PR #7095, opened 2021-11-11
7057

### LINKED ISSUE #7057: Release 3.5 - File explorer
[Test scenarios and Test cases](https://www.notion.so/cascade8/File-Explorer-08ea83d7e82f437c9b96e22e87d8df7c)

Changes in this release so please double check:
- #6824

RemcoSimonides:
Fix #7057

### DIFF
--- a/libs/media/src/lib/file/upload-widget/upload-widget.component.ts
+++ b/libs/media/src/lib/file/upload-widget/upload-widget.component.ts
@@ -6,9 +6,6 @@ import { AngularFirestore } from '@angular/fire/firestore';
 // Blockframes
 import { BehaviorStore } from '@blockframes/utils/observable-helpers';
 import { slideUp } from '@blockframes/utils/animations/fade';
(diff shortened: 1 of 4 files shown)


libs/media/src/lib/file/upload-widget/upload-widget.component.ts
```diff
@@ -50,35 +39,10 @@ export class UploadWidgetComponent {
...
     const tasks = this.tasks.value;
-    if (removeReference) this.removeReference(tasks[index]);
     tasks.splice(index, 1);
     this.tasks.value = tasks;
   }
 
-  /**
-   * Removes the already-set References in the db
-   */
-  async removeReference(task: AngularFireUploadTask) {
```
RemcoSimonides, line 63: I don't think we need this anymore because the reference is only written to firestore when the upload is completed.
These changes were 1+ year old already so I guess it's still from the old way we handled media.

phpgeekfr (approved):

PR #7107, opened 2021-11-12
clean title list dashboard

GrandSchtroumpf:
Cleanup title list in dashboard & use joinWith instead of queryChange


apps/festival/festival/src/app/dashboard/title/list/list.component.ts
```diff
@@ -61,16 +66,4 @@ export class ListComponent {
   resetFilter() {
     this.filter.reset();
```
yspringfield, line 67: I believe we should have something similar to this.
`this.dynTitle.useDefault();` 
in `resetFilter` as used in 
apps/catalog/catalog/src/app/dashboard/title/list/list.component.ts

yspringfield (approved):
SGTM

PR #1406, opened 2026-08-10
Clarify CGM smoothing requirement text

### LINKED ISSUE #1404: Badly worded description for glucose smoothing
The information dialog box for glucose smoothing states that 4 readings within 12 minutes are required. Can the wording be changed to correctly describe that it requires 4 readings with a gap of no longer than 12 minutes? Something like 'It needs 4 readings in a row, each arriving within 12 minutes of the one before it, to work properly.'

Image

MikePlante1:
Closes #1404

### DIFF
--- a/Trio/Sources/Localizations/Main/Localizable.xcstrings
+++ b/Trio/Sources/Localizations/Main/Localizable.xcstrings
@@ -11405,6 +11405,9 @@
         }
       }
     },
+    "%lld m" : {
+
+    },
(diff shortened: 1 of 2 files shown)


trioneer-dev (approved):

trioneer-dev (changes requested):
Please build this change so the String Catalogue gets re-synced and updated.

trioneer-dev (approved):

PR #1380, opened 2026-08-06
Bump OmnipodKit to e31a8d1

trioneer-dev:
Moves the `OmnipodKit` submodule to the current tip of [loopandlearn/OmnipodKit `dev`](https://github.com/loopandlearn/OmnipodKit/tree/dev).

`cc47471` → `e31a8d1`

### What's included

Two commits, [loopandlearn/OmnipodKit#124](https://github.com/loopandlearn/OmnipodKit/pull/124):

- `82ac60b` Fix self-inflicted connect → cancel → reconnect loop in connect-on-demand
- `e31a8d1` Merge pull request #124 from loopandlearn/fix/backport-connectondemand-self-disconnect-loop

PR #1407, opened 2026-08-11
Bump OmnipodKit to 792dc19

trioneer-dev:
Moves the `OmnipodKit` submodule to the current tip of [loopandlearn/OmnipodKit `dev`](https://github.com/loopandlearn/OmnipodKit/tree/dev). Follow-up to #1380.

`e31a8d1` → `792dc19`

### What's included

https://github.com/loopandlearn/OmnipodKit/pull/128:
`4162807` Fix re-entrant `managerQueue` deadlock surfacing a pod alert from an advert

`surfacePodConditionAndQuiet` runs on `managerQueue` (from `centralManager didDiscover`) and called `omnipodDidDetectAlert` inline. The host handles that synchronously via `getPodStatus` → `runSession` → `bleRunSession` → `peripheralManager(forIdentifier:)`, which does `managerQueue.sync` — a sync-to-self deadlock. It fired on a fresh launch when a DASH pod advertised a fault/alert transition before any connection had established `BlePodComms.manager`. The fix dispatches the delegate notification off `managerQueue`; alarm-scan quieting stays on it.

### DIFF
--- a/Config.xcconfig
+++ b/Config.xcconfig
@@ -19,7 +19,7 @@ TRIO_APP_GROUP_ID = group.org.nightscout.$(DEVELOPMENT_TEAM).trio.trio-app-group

┄┄┄┄┄┄┄┄┄┄

Description of the task: Nothing may be dropped or altered. Copy every line above.

Response to this exercise:
PR #7095, opened 2021-11-11
7057

### LINKED ISSUE #7057: Release 3.5 - File explorer
[Test scenarios and Test cases](https://www.notion.so/cascade8/File-Explorer-08ea83d7e82f437c9b96e22e87d8df7c)

Changes in this release so please double check:
- #6824

RemcoSimonides:
Fix #7057

### DIFF
--- a/libs/media/src/lib/file/upload-widget/upload-widget.component.ts
+++ b/libs/media/src/lib/file/upload-widget/upload-widget.component.ts
@@ -6,9 +6,6 @@ import { AngularFirestore } from '@angular/fire/firestore';
 // Blockframes
 import { BehaviorStore } from '@blockframes/utils/observable-helpers';
 import { slideUp } from '@blockframes/utils/animations/fade';
(diff shortened: 1 of 4 files shown)


libs/media/src/lib/file/upload-widget/upload-widget.component.ts
```diff
@@ -50,35 +39,10 @@ export class UploadWidgetComponent {
...
     const tasks = this.tasks.value;
-    if (removeReference) this.removeReference(tasks[index]);
     tasks.splice(index, 1);
     this.tasks.value = tasks;
   }
 
-  /**
-   * Removes the already-set References in the db
-   */
-  async removeReference(task: AngularFireUploadTask) {
```
RemcoSimonides, line 63: I don't think we need this anymore because the reference is only written to firestore when the upload is completed.
These changes were 1+ year old already so I guess it's still from the old way we handled media.

phpgeekfr (approved):

PR #7107, opened 2021-11-12
clean title list dashboard

GrandSchtroumpf:
Cleanup title list in dashboard & use joinWith instead of queryChange


apps/festival/festival/src/app/dashboard/title/list/list.component.ts
```diff
@@ -61,16 +66,4 @@ export class ListComponent {
   resetFilter() {
     this.filter.reset();
```
yspringfield, line 67: I believe we should have something similar to this.
`this.dynTitle.useDefault();` 
in `resetFilter` as used in 
apps/catalog/catalog/src/app/dashboard/title/list/list.component.ts

yspringfield (approved):
SGTM

PR #1406, opened 2026-08-10
Clarify CGM smoothing requirement text

### LINKED ISSUE #1404: Badly worded description for glucose smoothing
The information dialog box for glucose smoothing states that 4 readings within 12 minutes are required. Can the wording be changed to correctly describe that it requires 4 readings with a gap of no longer than 12 minutes? Something like 'It needs 4 readings in a row, each arriving within 12 minutes of the one before it, to work properly.'

Image

MikePlante1:
Closes #1404

### DIFF
--- a/Trio/Sources/Localizations/Main/Localizable.xcstrings
+++ b/Trio/Sources/Localizations/Main/Localizable.xcstrings
@@ -11405,6 +11405,9 @@
         }
       }
     },
+    "%lld m" : {
+
+    },
(diff shortened: 1 of 2 files shown)


trioneer-dev (approved):

trioneer-dev (changes requested):
Please build this change so the String Catalogue gets re-synced and updated.

trioneer-dev (approved):

PR #1380, opened 2026-08-06
Bump OmnipodKit to e31a8d1

trioneer-dev:
Moves the `OmnipodKit` submodule to the current tip of [loopandlearn/OmnipodKit `dev`](https://github.com/loopandlearn/OmnipodKit/tree/dev).

`cc47471` → `e31a8d1`

### What's included

Two commits, [loopandlearn/OmnipodKit#124](https://github.com/loopandlearn/OmnipodKit/pull/124):

- `82ac60b` Fix self-inflicted connect → cancel → reconnect loop in connect-on-demand
- `e31a8d1` Merge pull request #124 from loopandlearn/fix/backport-connectondemand-self-disconnect-loop

PR #1407, opened 2026-08-11
Bump OmnipodKit to 792dc19

trioneer-dev:
Moves the `OmnipodKit` submodule to the current tip of [loopandlearn/OmnipodKit `dev`](https://github.com/loopandlearn/OmnipodKit/tree/dev). Follow-up to #1380.

`e31a8d1` → `792dc19`

### What's included

https://github.com/loopandlearn/OmnipodKit/pull/128:
`4162807` Fix re-entrant `managerQueue` deadlock surfacing a pod alert from an advert

`surfacePodConditionAndQuiet` runs on `managerQueue` (from `centralManager didDiscover`) and called `omnipodDidDetectAlert` inline. The host handles that synchronously via `getPodStatus` → `runSession` → `bleRunSession` → `peripheralManager(forIdentifier:)`, which does `managerQueue.sync` — a sync-to-self deadlock. It fired on a fresh launch when a DASH pod advertised a fault/alert transition before any connection had established `BlePodComms.manager`. The fix dispatches the delegate notification off `managerQueue`; alarm-scan quieting stays on it.

### DIFF
--- a/Config.xcconfig
+++ b/Config.xcconfig
@@ -19,7 +19,7 @@ TRIO_APP_GROUP_ID = group.org.nightscout.$(DEVELOPMENT_TEAM).trio.trio-app-group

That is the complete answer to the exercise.